I'm very impressed! Looks absolutely amazing.


----------



## Stonechild (Aug 21, 2009)

Nice. And double that for your collection.:-!


----------



## David Woo (Feb 12, 2006)

Wow, I've been waiting for some real world photos to show up: WB says they won't be available over here until March. It looks great and the photos are top notch.
Enjoy your new beauty!
DW


----------



## TZAG (Mar 25, 2006)

Great shots! 103 DiaPal looks awesome! |> Wear it in good health. Congrats


----------



## holdemchamp1225 (Jan 24, 2010)

Great looking Sinn and I actually like it more than my 756 Diapal. Looks like this will be a contender for the NEXT Sinn. Congrats.

Cheers,

Bruce


----------



## JayVeeez (Dec 30, 2007)

Wow, just wow! Nice, NICE Sinn!!!


----------



## moby711 (Apr 11, 2006)

Hi,

it takes a little time to get used to the 103 series...
but it will be love a second sight :-!

Here another picture displaying the mood of the evening...


----------



## DocFossil (Aug 20, 2007)

Does anyone know if an existing model in the 103 line could be retrofitted with the Diapal technology?


----------



## CMSgt Bo (Feb 12, 2006)

DocFossil said:


> Does anyone know if an existing model in the 103 line could be retrofitted with the Diapal technology?

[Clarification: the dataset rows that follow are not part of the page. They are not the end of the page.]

Issue #179, opened 2025-04-17
Fail Safe Switch to Auto Default to `op-geth` blocks in `get_payload`


0xOsiris:
Introduce an `ExecutionMode` variant `ExecutionMode::Fallback` that can be set over the debug API  with `debug_setExecutionMode`. The purpose of this mode of operation would be to be a failsafe switch that shuts off returning block builder payloads. 

When deploying rollup-boost to mainnet this gives a chain operator the ability to stop using the builder's payloads (while still sending it FCU's, and getPayload requests) to keep up with the tip which could be necessary if e.g. the builder is returning empty blocks, and transactions on the network are not being mined. 

Block selection policy is another approach to solve this issue, but this is not feasible on all chains. For example if the block builder has a stricter transaction validation policy than `op-geth` the happy path could have `op-geth` blocks with a higher gas consumption than builder blocks.

PR #180, opened 2025-04-17
feat: add fallback execution mode

0xOsiris:
Address #179

### DIFF
--- a/.dockerignore
+++ b/.dockerignore
@@ -23,4 +23,5 @@ docs/
 
 # Scripts that aren't needed for runtime
 scripts/
+tests/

I don't see why not, it's just a standard ETA 7750 whose escape wheel has been redesigned and DLC coated. The real question is will Sinn sell you a new escape wheel...I wouldn't hold my breath. :think:


----------



## moby711 (Apr 11, 2006)

CMSgt Bo said:


> I don't see why not, it's just a standard ETA 7750 whose escape wheel has been redesigned and DLC coated. The real question is will Sinn sell you a new escape wheel...I wouldn't hold my breath. :think:


I think Sinn is very flexible in getting custom wishes fullfilled at least when purchasing a new watch.
I can´t say 100% if Sinn also modyfies already used watches.
And even if yes the question is if such a modification will be worth the effort?


----------



## mebiuspower (Sep 24, 2009)

Very nice!

How does it compare to the speedy?


----------



## Plissken (Aug 21, 2006)

Great pics! Lots of polished sides to it, didn't realise that ;-)


----------



## Beau8 (May 24, 2008)

Congrats~Looks fantastic! ;-)


----------



## rcb_biep (Dec 12, 2007)

Very nice 103!
What do you mean with "...get used to the 103 series"?
Loved my since the first day I got it (and of course still do)!

ps. would you be able to take a (macro) picture of the back, especially the balance/escapement wheel? Wondering how the black esc. wheel looks!

Thanks!

BartV


----------



## t1026 (May 8, 2007)

Way too Sinnful!! These pictures should be banned:rodekaart They make me want one right now!!!  O.K. Enough of joking (the banned part,) thanks for superb pictures that tell everything about the watch - look at those blue screws on the movement!!:-!
:thanks


----------



## s67 (May 15, 2007)

Lovely watch very similar to the O&W Mirage iii, also a great box of great watches, what watch have you got planned for the top right slot?


----------



## scm64 (May 12, 2007)

Big Sinn 103 fan here and that is fantastic. Congrats on a truly great pickup.


----------



## kingblackbolt (Jan 4, 2008)

I know this is an old thread but these are probably some of the best 103 pics on the net... very well done! I was wondering what your impressions of the 103 are now that you have had it these past months. Comfort on the wrist? Keeping time well? Is it your regular rotation considering your impressive collection :-!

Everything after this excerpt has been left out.